> **What to work on**
With spelling and spacing unchanged, write out each line of the material.

┌──

PR #2348, opened 2020-11-20
Use file system for user data

code-asher:


ci/dev/vscode.patch
```diff
@@ -3797,18 +3797,25 @@ index 85d83f37da179a1e39266cf72a02e971f590308e..0659738b36df1747c9afcabf8d9abf26
...
+@@ -119,8 +119,25 @@ export class BrowserWorkbenchEnvironmentService implements IWorkbenchEnvironment
  	@memoize
  	get logFile(): URI { return joinPath(this.options.logsPath, 'window.log'); }
  
-+	// NOTE@coder: Use the regular path for extensions that write directly to disk
-+	// instead of using the VS Code API.
++	// NOTE@coder: Use the same path in // ../../../../platform/environment/node/environmentService.ts
++	// and don't use the user data scheme. This solves two problems:
++	//  1. Extensions running in the browser (like Vim) might use these paths
++	//     directly instead of using the file service and most likely can't write
```
nhooyr, line 3810: What do you mean by

> most likely can't write to `/User` on disk.

They can't at all right since they're running in the browser.

nhooyr (approved):
Tested and things work as expected now!

ci/dev/vscode.patch
code-asher: They can since client-side extensions run in our shimmed Node environment which calls out to the server for things like `fs.write` etc.

nhooyr: Oh gotchu.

└──

> **Response to the task**
PR #2348, opened 2020-11-20
Use file system for user data

code-asher:


ci/dev/vscode.patch
```diff
@@ -3797,18 +3797,25 @@ index 85d83f37da179a1e39266cf72a02e971f590308e..0659738b36df1747c9afcabf8d9abf26
...
+@@ -119,8 +119,25 @@ export class BrowserWorkbenchEnvironmentService implements IWorkbenchEnvironment
  	@memoize
  	get logFile(): URI { return joinPath(this.options.logsPath, 'window.log'); }
  
-+	// NOTE@coder: Use the regular path for extensions that write directly to disk
-+	// instead of using the VS Code API.
++	// NOTE@coder: Use the same path in // ../../../../platform/environment/node/environmentService.ts
++	// and don't use the user data scheme. This solves two problems:
++	//  1. Extensions running in the browser (like Vim) might use these paths
++	//     directly instead of using the file service and most likely can't write
```
nhooyr, line 3810: What do you mean by

> most likely can't write to `/User` on disk.

They can't at all right since they're running in the browser.

nhooyr (approved):
Tested and things work as expected now!

ci/dev/vscode.patch
code-asher: They can since client-side extensions run in our shimmed Node environment which calls out to the server for things like `fs.write` etc.

nhooyr: Oh gotchu.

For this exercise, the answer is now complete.